(Stored items)
++++++++++
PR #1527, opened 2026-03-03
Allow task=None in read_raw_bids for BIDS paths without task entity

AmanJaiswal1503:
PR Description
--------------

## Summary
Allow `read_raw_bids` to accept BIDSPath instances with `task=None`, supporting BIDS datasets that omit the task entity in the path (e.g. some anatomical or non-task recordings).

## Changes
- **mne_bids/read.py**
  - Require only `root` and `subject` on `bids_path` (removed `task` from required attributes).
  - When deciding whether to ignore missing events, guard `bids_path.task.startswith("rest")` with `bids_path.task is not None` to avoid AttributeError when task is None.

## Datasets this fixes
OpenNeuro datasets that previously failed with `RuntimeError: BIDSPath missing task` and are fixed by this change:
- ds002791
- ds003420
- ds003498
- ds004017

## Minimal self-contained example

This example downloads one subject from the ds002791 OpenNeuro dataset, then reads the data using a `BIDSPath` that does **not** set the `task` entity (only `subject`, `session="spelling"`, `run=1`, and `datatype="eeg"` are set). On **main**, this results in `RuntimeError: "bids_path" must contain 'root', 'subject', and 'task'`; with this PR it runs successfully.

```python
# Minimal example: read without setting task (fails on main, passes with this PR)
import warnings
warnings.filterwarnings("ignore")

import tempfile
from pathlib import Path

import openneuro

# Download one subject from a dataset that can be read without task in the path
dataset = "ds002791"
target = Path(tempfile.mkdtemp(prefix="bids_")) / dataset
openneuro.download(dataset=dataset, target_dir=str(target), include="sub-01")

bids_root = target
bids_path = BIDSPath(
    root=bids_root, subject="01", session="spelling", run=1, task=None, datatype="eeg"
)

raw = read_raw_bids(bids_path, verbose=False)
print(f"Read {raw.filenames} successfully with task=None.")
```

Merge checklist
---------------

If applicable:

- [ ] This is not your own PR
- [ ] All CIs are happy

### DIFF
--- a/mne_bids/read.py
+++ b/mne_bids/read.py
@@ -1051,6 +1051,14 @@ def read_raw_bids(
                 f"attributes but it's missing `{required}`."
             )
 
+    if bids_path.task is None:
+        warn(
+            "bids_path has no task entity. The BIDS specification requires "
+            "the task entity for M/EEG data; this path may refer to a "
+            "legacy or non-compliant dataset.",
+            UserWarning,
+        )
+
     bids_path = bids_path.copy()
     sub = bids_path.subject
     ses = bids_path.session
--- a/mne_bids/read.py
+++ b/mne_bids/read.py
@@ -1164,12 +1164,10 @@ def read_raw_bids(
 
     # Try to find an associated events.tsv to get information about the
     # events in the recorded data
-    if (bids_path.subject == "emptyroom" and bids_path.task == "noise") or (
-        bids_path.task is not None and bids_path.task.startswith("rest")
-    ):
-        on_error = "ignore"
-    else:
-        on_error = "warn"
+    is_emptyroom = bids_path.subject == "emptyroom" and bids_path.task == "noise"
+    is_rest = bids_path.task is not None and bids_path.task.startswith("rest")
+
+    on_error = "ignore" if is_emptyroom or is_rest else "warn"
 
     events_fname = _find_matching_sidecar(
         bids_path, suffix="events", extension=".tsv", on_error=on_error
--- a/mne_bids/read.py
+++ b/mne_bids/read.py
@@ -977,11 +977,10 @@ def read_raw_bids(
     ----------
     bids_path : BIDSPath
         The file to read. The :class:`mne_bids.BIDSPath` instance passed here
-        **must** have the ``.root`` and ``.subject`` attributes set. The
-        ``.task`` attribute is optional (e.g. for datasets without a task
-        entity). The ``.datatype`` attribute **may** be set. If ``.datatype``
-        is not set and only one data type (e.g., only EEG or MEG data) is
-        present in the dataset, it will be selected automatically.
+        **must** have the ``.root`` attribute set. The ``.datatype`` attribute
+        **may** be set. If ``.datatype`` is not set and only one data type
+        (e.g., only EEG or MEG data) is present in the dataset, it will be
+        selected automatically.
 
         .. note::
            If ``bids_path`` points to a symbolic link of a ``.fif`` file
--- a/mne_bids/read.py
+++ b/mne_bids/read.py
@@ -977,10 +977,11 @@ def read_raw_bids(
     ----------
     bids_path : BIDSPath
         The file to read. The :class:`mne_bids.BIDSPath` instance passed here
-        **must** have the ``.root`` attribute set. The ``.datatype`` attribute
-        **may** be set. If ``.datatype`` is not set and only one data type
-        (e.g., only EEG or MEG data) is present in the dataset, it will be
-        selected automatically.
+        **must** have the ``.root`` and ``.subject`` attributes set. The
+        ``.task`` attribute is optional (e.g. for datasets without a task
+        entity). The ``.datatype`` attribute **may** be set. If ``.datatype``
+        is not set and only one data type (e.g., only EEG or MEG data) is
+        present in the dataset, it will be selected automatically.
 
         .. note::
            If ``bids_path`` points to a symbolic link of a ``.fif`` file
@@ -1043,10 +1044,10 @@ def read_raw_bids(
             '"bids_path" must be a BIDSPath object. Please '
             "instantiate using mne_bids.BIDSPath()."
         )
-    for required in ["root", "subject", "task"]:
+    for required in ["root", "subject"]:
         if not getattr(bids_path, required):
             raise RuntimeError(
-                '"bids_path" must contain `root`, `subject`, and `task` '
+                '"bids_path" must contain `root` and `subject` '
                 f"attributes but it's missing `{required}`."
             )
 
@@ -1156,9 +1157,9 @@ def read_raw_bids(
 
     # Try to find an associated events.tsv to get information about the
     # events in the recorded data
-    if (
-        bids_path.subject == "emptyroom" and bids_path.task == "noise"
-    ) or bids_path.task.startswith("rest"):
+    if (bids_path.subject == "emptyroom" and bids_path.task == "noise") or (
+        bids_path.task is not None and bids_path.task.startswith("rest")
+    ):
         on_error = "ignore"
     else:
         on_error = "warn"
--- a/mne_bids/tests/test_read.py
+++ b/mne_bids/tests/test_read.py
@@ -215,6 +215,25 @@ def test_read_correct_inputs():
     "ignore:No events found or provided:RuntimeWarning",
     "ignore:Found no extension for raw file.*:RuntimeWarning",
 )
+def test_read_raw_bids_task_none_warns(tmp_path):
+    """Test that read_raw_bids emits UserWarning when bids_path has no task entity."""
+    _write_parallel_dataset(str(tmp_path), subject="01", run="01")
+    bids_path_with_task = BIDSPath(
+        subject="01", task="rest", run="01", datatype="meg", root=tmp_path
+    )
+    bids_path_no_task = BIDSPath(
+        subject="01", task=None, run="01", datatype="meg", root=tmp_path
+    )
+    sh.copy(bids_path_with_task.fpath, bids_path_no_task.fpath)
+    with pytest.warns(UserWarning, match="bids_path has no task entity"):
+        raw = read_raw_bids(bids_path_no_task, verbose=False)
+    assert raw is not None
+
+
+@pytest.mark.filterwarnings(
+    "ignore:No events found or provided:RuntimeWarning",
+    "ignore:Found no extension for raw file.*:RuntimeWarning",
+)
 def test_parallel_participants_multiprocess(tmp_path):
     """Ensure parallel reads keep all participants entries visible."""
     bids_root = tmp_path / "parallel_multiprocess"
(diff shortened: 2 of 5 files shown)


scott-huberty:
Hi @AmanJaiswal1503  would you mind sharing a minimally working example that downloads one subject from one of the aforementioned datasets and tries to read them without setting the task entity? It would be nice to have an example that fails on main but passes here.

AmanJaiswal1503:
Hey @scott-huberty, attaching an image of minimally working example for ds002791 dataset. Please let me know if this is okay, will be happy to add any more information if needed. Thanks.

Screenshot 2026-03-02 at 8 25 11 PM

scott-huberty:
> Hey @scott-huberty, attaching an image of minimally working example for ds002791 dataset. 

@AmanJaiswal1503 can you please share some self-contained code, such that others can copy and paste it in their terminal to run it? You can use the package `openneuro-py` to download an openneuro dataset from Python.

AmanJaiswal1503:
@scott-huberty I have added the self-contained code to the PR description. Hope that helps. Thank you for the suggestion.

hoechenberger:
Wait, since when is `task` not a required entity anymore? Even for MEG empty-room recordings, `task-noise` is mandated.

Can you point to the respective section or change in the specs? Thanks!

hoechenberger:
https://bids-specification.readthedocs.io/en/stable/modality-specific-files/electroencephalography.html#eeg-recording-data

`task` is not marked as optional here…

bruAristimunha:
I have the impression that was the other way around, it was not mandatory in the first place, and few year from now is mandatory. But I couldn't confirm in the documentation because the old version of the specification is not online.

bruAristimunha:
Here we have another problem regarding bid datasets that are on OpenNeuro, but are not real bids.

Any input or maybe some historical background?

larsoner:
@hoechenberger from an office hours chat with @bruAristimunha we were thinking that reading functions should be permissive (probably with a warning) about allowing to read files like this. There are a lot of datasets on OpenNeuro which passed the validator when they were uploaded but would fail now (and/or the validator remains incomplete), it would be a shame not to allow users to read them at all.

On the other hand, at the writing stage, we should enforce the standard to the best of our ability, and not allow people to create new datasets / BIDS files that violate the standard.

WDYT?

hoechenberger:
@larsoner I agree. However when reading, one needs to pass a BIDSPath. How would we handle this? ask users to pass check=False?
++++++++++
◆ What to produce
Copy every line from the data that includes the string "pytest".

◆ Output below
+    with pytest.warns(UserWarning, match="bids_path has no task entity"):
+@pytest.mark.filterwarnings(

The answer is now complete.